A controversial sculpture of a pre-Columbian deity is due to be unveiled in a San Jose, California, park this month after years of debate and the expenditure of an estimated $500,000 in public funds. At the same time, a vocal opponent of the statue, which features Aztec deity Quetzalcoatl, said his outspoken stand cost him reappointment to a prominent city panel.

The Quetzalcoatl statue will rise in a park dedicated to the memory of Cesar Chavez, late founder of the United Farm Worker's union. The park itself stands opposite a Roman Catholic cathedral. The 25-foot-high statue was proposed in 1991 by Blanca Alvarado, then a city council member and now vice mayor, who said the sculpture would serve as a tribute to the city's Mexican past—and spiritual heritage.

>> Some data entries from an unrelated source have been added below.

PR #521, opened 2020-03-22
⚠️ fixup namespace handling in 0.3.0

sbueringer:
I just did a final manual test and saw that the quickstart with 0.3.0 only worked when --target-namespace was equal to the cluster-name. This PRs fixes our templates so that the namespace where all resources are deployed is equal to our secret references in the CAPO resources

P.S. I already replaced the uploaded cluster-templates in the published 0.3.0 release to avoid that somebody who is trying CAPO out right now directly fails with this error, which would be bad :)


jichenjc:
looks good, 
provide an opportunity for other folks take a look :)

hidekazuna:
@sbueringer @jichenjc This worked fine in my environment.

jichenjc:
/lgtm 
@hidekazuna thanks :)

"There has been for me a spiritual renaissance in researching the attributes of Quetzalcoatl," Alvarado told the city's Urban Review Design Board in 1992. "If we use this as a tool, which is another benefit for the city, … it is a way of teaching our children."

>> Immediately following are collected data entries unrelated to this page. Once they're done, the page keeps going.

PR #522, opened 2020-03-24
✨ Delete router/network/subnet

hidekazuna:

This PR adds to delete router, network, and subnet feature. Currently how to delete cluster is not provided explicitly in my understanding, but we need to delete OpenStack resources easily even for testing. By this PR, we can delete OpenStack resources created with `cluster-template-without-lb.yaml` by the following.

```
kubectl delete machinedeployment capi-quickstart-md-0 -n capi-quickstart
kubectl delete kubeadmcontrolplane capi-quickstart-control-plane -n capi-quickstart
kubectl delete cluster capi-quickstart -n capi-quickstart
```

Fixes #

**Release note**:

```release-note

```

### DIFF
--- a/controllers/openstackcluster_controller.go
+++ b/controllers/openstackcluster_controller.go
@@ -150,7 +150,23 @@ func (r *OpenStackClusterReconciler) reconcileDelete(ctx context.Context, log lo
 		}
 	}
 
-	// TODO(sbueringer) Delete network/subnet/router/... if created by CAPO
+	if openStackCluster.Status.Network.Router != nil {
+		log.Info("Deleting router", "name", openStackCluster.Status.Network.Router.Name)
+		if err := networkingService.DeleteRouter(openStackCluster.Status.Network); err != nil {
+			return ctrl.Result{}, errors.Errorf("failed to delete router: %v", err)
+		}
+		log.Info("OpenStack router deleted successfully")
+	}
+
+	if openStackCluster.Status.Network != nil {
+		log.Info("Deleting network", "name", openStackCluster.Status.Network.Name)
+		if err := networkingService.DeleteNetwork(openStackCluster.Status.Network); err != nil {
+			return ctrl.Result{}, errors.Errorf("failed to delete network: %v", err)
+		}
+		log.Info("OpenStack network deleted successfully")
+	}
+
+	log.Info("OpenStack cluster deleted successfully")
 
 	// Cluster is deleted so remove the finalizer.
 	controllerutil.RemoveFinalizer(openStackCluster, infrav1.ClusterFinalizer)
@@ -297,6 +313,7 @@ func (r *OpenStackClusterReconciler) reconcileNormal(ctx context.Context, log lo
 	}
 
 	openStackCluster.Status.Ready = true
+	log.Info("Reconciled Cluster create successfully")
 	return ctrl.Result{}, nil
 }
 
--- a/pkg/cloud/services/networking/network.go
+++ b/pkg/cloud/services/networking/network.go
@@ -91,6 +91,22 @@ func (s *Service) ReconcileNetwork(clusterName string, openStackCluster *infrav1
 	return nil
 }
 
+func (s *Service) DeleteNetwork(network *infrav1.Network) error {
+	if network == nil || network.ID == "" {
+		s.logger.V(4).Info("No need to delete network since no network exists.")
+		return nil
+	}
+	exists, err := s.existsNetwork(network.ID)
+	if err != nil {
+		return err
+	}
+	if !exists {
+		s.logger.Info("Skipping network deletion because network doesn't exist", "network", network.ID)
+		return nil
+	}
+	return networks.Delete(s.client, network.ID).ExtractErr()
+}
+
 func (s *Service) ReconcileSubnet(clusterName string, openStackCluster *infrav1.OpenStackCluster) error {
 
 	if openStackCluster.Status.Network == nil || openStackCluster.Status.Network.ID == "" {
@@ -187,4 +203,18 @@ func (s *Service) getNetworkByName(networkName string) (networks.Network, error)
 		return allNetworks[0], nil
 	}
 	return networks.Network{}, errors.New("too many resources")
+}
+
+func (s *Service) existsNetwork(networkID string) (bool, error) {
+	if networkID == "" {
+		return false, nil
+	}
+	network, err := networks.Get(s.client, networkID).Extract()
+	if err != nil {
+		return false, err
+	}
+	if network == nil {
+		return false, nil
+	}
+	return true, nil
 }
--- a/pkg/cloud/services/networking/router.go
+++ b/pkg/cloud/services/networking/router.go
@@ -165,6 +165,33 @@ INTERFACE_LOOP:
 	return nil
 }
 
+func (s *Service) DeleteRouter(network *infrav1.Network) error {
+	if network.Router == nil || network.Router.ID == "" {
+		s.logger.V(4).Info("No need to delete router since no router exists.")
+		return nil
+	}
+	exists, err := s.existsRouter(network.Router.ID)
+	if err != nil {
+		return err
+	}
+	if !exists {
+		s.logger.Info("Skipping router deletion because router doesn't exist", "router", network.Router.ID)
+		return nil
+	}
+	if network.Subnet == nil || network.Subnet.ID == "" {
+		s.logger.V(4).Info("Skipping removing router interface since no subnet exists.")
+	} else {
+		_, err = routers.RemoveInterface(s.client, network.Router.ID, routers.RemoveInterfaceOpts{
+			SubnetID: network.Subnet.ID,
+		}).Extract()
+		if err != nil {
+			return fmt.Errorf("unable to remove router interface: %v", err)
+		}
+		s.logger.V(4).Info("Removed RouterInterface of Router", "id", network.Router.ID)
+	}
+	return routers.Delete(s.client, network.Router.ID).ExtractErr()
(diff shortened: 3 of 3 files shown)


sbueringer:
looks good to me. I'll test it later. Don't we have to delete the subnet?

hidekazuna:
@sbueringer When we delete a network, The subnet is deleted as well.

sbueringer:
> @sbueringer When we delete a network, The subnet is deleted as well.

okay thx good to know

controllers/openstackcluster_controller.go
```diff
@@ -150,7 +150,24 @@ func (r *OpenStackClusterReconciler) reconcileDelete(ctx context.Context, log lo
...
+	if openStackCluster.Status.Network.Router != nil {
+		log.Info("Deleting router", "name", openStackCluster.Status.Network.Router.Name)
+		err := networkingService.DeleteRouter(openStackCluster.Status.Network)
+		if err != nil {
+			return ctrl.Result{}, errors.Errorf("failed to delete router: %v", err)
+		}
+		log.Info("OpenStack router deleted successfully")
+	}
+
+	if openStackCluster.Status.Network != nil {
```
jichenjc: I don't remember clearly, do we have a chance that the network/router is not created by CPAO? 
others LGTM

pkg/cloud/services/networking/network.go
```diff
@@ -91,6 +91,15 @@ func (s *Service) ReconcileNetwork(clusterName string, openStackCluster *infrav1
 	return nil
 }
 
+func (s *Service) DeleteNetwork(network *infrav1.Network) error {
+
```
sbueringer: Can we change that code so it doesn't fail when the network already has been deleted?

Problem might be that we delete the network are somehow not able to patch the openstackcluster and the next reconcile fails because the network is already gone.

pkg/cloud/services/networking/router.go
```diff
@@ -165,6 +165,27 @@ INTERFACE_LOOP:
...
+	} else {
+		_, err := routers.RemoveInterface(s.client, network.Router.ID, routers.RemoveInterfaceOpts{
+			SubnetID: network.Subnet.ID,
+		}).Extract()
+		if err != nil {
+			return fmt.Errorf("unable to remove router interface: %v", err)
+		}
+		s.logger.V(4).Info("Removed RouterInterface of Router", "id", network.Router.ID)
+	}
+	return routers.Delete(s.client, network.Router.ID).ExtractErr()
```
sbueringer: Can we change that code so it doesn't fail when the router already has been deleted?

Problem might be that we delete the router are somehow not able to patch the openstackcluster and the next reconcile fails because the network is already gone.

controllers/openstackcluster_controller.go
sbueringer: I think it's okay as the cluster network/subnet are afaik always created by us

sbueringer:
@hidekazuna two small nits, apart from that everything worked :)

controllers/openstackcluster_controller.go
jichenjc: ok, I didn't remember clearly, will try this later on and submit PR if need :)

hidekazuna:
@sbueringer Thanks, fixed.

pkg/cloud/services/networking/router.go
```diff
@@ -165,6 +165,30 @@ INTERFACE_LOOP:
 	return nil
 }
 
+func (s *Service) DeleteRouter(network *infrav1.Network) error {
+	exists, err := s.existsRouter(network.Router.ID)
+	if err != nil {
+		return err
+	}
+	if exists {
```
sbueringer: I think a guard close would be more idiomatic in go, i.e.:

```golang
if !exist {
    s.logger.Info("No router", "router", network.Router.ID)
    return nil
}
if network.Subnet == nil || network.Subnet.ID == "" {
    s.logger.V(4).Info("No need to remove router interface since no subnet exists.")
    return nil
}
_, err := routers.RemoveInterface(s.client, network.Router.ID, routers.RemoveInterfaceOpts{
    SubnetID: network.Subnet.ID,
}).Extract()
if err != nil {
    return fmt.Errorf("unable to remove router interface: %v", err)
}
s.logger.V(4).Info("Removed RouterInterface of Router", "id", network.Router.ID)

err = routers.Delete(s.client, network.Router.ID).ExtractErr(

```
(same for DeleteNetwork)

pkg/cloud/services/networking/router.go
```diff
@@ -165,6 +165,30 @@ INTERFACE_LOOP:
 	return nil
 }
 
+func (s *Service) DeleteRouter(network *infrav1.Network) error {
+	exists, err := s.existsRouter(network.Router.ID)
```
sbueringer: I think you still have to check for empty routerID as in you're previous commit. The problem is if the ID is an empty string
and you list all routers in existsRouter without an ID you get all existing routers (same for network)

controllers/openstackcluster_controller.go
```diff
@@ -150,7 +150,24 @@ func (r *OpenStackClusterReconciler) reconcileDelete(ctx context.Context, log lo
 		}
 	}
 
-	// TODO(sbueringer) Delete network/subnet/router/... if created by CAPO
+	if openStackCluster.Status.Network.Router != nil {
+		log.Info("Deleting router", "name", openStackCluster.Status.Network.Router.Name)
+		err := networkingService.DeleteRouter(openStackCluster.Status.Network)
+		if err != nil {
```
sbueringer: when you're already on it :). You can inline this to
```golang
if err := networkingService.DeleteRouter(openStackCluster.Status.Network); err != nil {
```

hidekazuna:
@sbueringer Fixed.

pkg/cloud/services/networking/network.go
```diff
@@ -91,6 +91,23 @@ func (s *Service) ReconcileNetwork(clusterName string, openStackCluster *infrav1
 	return nil
 }
 
+func (s *Service) DeleteNetwork(network *infrav1.Network) error {
+	if network == nil || network.ID == "" {
+		s.logger.V(4).Info("No need to delete network since no networrk exists.")
```
sbueringer:
```suggestion
		s.logger.V(4).Info("No need to delete network since no network exists.")
```

pkg/cloud/services/networking/network.go
```diff
@@ -91,6 +91,23 @@ func (s *Service) ReconcileNetwork(clusterName string, openStackCluster *infrav1
...
+		return nil
+	}
+	exists, err := s.existsNetwork(network.ID)
+	if err != nil {
+		return err
+	}
+	if !exists {
+		s.logger.Info("No network", "network", network.ID)
```
sbueringer:
```suggestion
		s.logger.Info("Skipping network deletion because network doesn't exist", "network", network.ID)
```

pkg/cloud/services/networking/router.go
```diff
@@ -165,6 +165,34 @@ INTERFACE_LOOP:
...
+	if network.Router == nil || network.Router.ID == "" {
+		s.logger.V(4).Info("No need to delete router since no router exists.")
+		return nil
+	}
+	exists, err := s.existsRouter(network.Router.ID)
+	if err != nil {
+		return err
+	}
+	if !exists {
+		s.logger.Info("No router", "router", network.Router.ID)
```
sbueringer:
```suggestion
		s.logger.Info("Skipping router deletion because router doesn't exist", "router", network.Router.ID)
```

pkg/cloud/services/networking/router.go
```diff
@@ -165,6 +165,34 @@ INTERFACE_LOOP:
...
+		return nil
+	}
+	if network.Subnet == nil || network.Subnet.ID == "" {
+		s.logger.V(4).Info("No need to remove router interface since no subnet exists.")
```
sbueringer: Why do we skip the whole router deletion if subnet doesn't exist? I think we only have to skip `RemoveInterface` ?

pkg/cloud/services/networking/router.go
```diff
@@ -165,6 +165,34 @@ INTERFACE_LOOP:
...
+	}
+	_, err = routers.RemoveInterface(s.client, network.Router.ID, routers.RemoveInterfaceOpts{
+		SubnetID: network.Subnet.ID,
+	}).Extract()
+	if err != nil {
+		return fmt.Errorf("unable to remove router interface: %v", err)
+	}
+	s.logger.V(4).Info("Removed RouterInterface of Router", "id", network.Router.ID)
+	err = routers.Delete(s.client, network.Router.ID).ExtractErr()
+	return err
```
sbueringer:
```suggestion
	return routers.Delete(s.client, network.Router.ID).ExtractErr()
```

pkg/cloud/services/networking/router.go
hidekazuna: @sbueringer Right, I will fix.

pkg/cloud/services/networking/router.go
```diff
@@ -165,6 +165,33 @@ INTERFACE_LOOP:
...
+	if network.Router == nil || network.Router.ID == "" {
+		s.logger.V(4).Info("No need to delete router since no router exists.")
+		return nil
+	}
+	exists, err := s.existsRouter(network.Router.ID)
+	if err != nil {
+		return err
+	}
+	if !exists {
+		s.logger.Info("No router", "router", network.Router.ID)
```
sbueringer:
```suggestion
		s.logger.Info("Skipping router deletion because router doesn't exist", "router", network.Router.ID)
```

At the dedication ceremony of the statue, which earned sculptor Robert Graham a reported $400,000 commission, it is expected that school children, under a program sponsored by Alvarado, will bring drawings of Aztec deities and symbols to the statue as a tribute. They are expected to affix the drawings to the sculpture's base, for which the city has allocated an additional $100,000.

No photographs of the sculpture have been released—an unusual circumstance for a public art commission. Besides standing 25 feet above its base, the statue is said to embody a coiled serpent from whose tail a "golden ball" will be suspended to diffuse sunlight into the interior and base of the work.

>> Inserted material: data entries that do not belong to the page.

PR #530, opened 2020-03-27
✨ Add availability zone to be used by controller plane

### LINKED ISSUE #525: AZ usage of v1alpha3
/kind bug

my cloud actually have more than 1 az, and I noticed that current behavior is to create vm on random az , I checked cluster-api code and seems their az is try to find in a set of domains then pick fewest one

but openstack az is not such concept as far as I can tell... 
are we sure the cluster-api failuredomain concept is same to az in openstack? 
as cluster api has scale up and down ,I am really not convieneced it's suitable for openstack

and , where can I set failuredomain on control pane? I knew we can set on worker node but I am not that far 

```

func (r *KubeadmControlPlaneReconciler) failureDomainForScaleDown(cluster *clusterv1.Cluster, machines internal.FilterableMachineCollection) *string {
        // See if there are any Machines that are not in currently defined failure domains first.
        notInFailureDomains := machines.Filter(
                machinefilters.Not(machinefilters.InFailureDomains(cluster.Status.FailureDomains.FilterControlPlane().GetIDs()...)),
        )
        if len(notInFailureDomains) > 0 {
                // return the failure domain for the oldest Machine not in the current list of failure domains
                // this could be either nil (no failure domain defined) or a failure domain that is no longer defined
                // in the cluster status.
                return notInFailureDomains.Oldest().Spec.FailureDomain
        }

        // Otherwise pick the currently known failure domain with the most Machines
        return internal.PickMost(cluster.Status.FailureDomains.FilterControlPlane(), machines)
}

func (r *KubeadmControlPlaneReconciler) failureDomainForScaleUp(cluster *clusterv1.Cluster, machines internal.FilterableMachineCollection) *string {
        // Don't do anything if there are no failure domains defined on the cluster.
        if len(cluster.Status.FailureDomains.FilterControlPlane()) == 0 {
                return nil
        }
        return internal.PickFewest(cluster.Status.FailureDomains.FilterControlPlane(), machines)
}
```

**Environment:**

- Cluster-api version:
- Minikube/KIND version:

jichenjc:

Fixes #525 

follow up will add doc for this 

**Release note**:

```release-note

```


api/v1alpha3/openstackcluster_types.go
```diff
@@ -115,6 +115,9 @@ type OpenStackClusterSpec struct {
 	// ControlPlaneEndpoint represents the endpoint used to communicate with the control plane.
 	// +optional
 	ControlPlaneEndpoint clusterv1.APIEndpoint `json:"controlPlaneEndpoint"`
+
+	// AvailabilityZone is the az to deploy controller to
+	AvailabilityZone string `json:"availabilityZone,omitempty"`
```
sbueringer: Why do we need an additional property? Why not just set the az on the OpenStackMachineTemplate of KubeadmControlPlane like for MachineDeployments? I think that would be much more consistent. The property is also already there you just have to use it

sbueringer: Maybe a compromise would be to make it an AZ array. So this means if you have e.g. 5 AZs and you only want to distribute the control plane to 3 of them you can choose which (of course in your case it would be just one)

jichenjc: I had some analysis at #525
I think the az are returned by openstack side and cluster-api side seems don't have spec for this
maybe you can point me where should I add? The machine is created by cluster-api side automatically with the param found and I don't know it will honor the OpenStackMachineTemplate settings we give...

I think the az will be a good suggestion, thanks

sbueringer: Oh sorry of course you're right. I removed the az property in favor of the failureDomain property in the CAPI Machine resource :) Ups

So yes you're solution is the only way to restrict the AZs. Hm maybe we should open an issue in the main ClusterAPI repo to ask if they want to provide a way to restrict the AZs via a property in the KubeAdmControplane, might be an oversight that this cannot be specified there.

jichenjc: let's ask there (I will do it soon) before we do this and see whether they have better suggestions :)

sbueringer: Okay perfect :). If they don't want to do anything there, I'm fine with solving it in CAPO.

jichenjc:
https://github.com/kubernetes-sigs/cluster-api/issues/2800 is the issue for further info

controllers/openstackcluster_controller.go
```diff
@@ -291,6 +291,21 @@ func (r *OpenStackClusterReconciler) reconcileNormal(ctx context.Context, log lo
 		if az.ZoneName == "internal" {
 			continue
 		}
+		// If Az given, then check whether it's in the allow list
+		// If no Az given, then by default put into allow list
+		if len(openStackCluster.Spec.AvailabilityZones) > 0 {
```
sbueringer: Looks good. I personally would have moved the code to a contains function (`contains(strs []string, str string)`)

sbueringer: EDIT: Looks like gocyclo agrees with me :)

jichenjc: let's hold this so that we can use .ControlPlane flag

sbueringer: Okay so referring what I said in the issue. Let's first move the contains stuff in a separate function. Depending on if the az can be found in the cluster az list you then can set the ControlPlane boolean in line 310 to true or false

jichenjc:
my env is broken again ... so have to resubmit PR
https://github.com/kubernetes-sigs/cluster-api-provider-openstack/pull/537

The issue has divided public opinion in this city, which is one hour south of San Francisco and home to many high-tech companies. Apple Computer got its start in a dusty garage here, and the town's National Hockey League franchise was a playoff contender this year.


The rush to embrace the controversial statue not only cast the city back to ancient times and themes, but it also may have cost Salvatore Caruso his job. Caruso, who had been chairman of the City Planning Commission, believes he was not reappointed to the prestigious post, which has an annual stipend of $3,600, because of his opposition to the statue.

A Roman Catholic, Caruso was an early and vocal critic of the project. He claimed extensive research showed that Quetzalcoatl was not a mere symbol of the past but a "bloodthirsty god" who demanded human hearts as part of worship.

The tradition of human sacrifice, scholarly studies indicate, harks back to the Toltec religion, said to have been predominant in Mexico from approximately A.D. 800 to 1100. Richard Townsend, who is a curator at the Art Institute of Chicago and a specialist in the religious world of ancient Mexico, told CHRISTIANITY TODAY that "Quetzalcoatl has been well known for many years as one of the principal deities of ancient Mexico. In its most basic aspect, the deity was the god of wind that brought rain in its wake." He said it is not a deity that necessarily invites or requires human sacrifice.

Caruso, during a city council debate on the statue, declared, "Human sacrifice, for any reason, is wrong, wrong, wrong." Yet other community leaders, including Mateo Sheedy, a priest at Sacred Heart Church in San Jose, wrote letters to the editor in support of the statue.

As the project progressed through city government channels, Caruso began to be more vocal in opposing the statue. At the same time, he found out he would not be appointed for a customary second term on the Planning Commission, despite agreement by city officials that he had performed well. Caruso alleges that intense lobbying by Alvarado blocked his reappointment. One council member told him, "Your views sound too much like fundamentalism, and that has no place in politics."

Caruso, while no longer a member of the Planning Commission, has not totally ruled out future political involvement. Most distressing, Caruso said, was the response of local civil liberties officials when he complained the statue might violate the United States Constitution's Establishment Clause. Because there is no current "Church of Quetzalcoatl," he was informed, the statue, though portraying a religious figure, is not promoting an active religion and therefore would likely be found legal. San Jose City Attorney Joan Gallo has made the same claim for when the school children "pay tribute" to the statue, as Vice Mayor Alvarado describes it.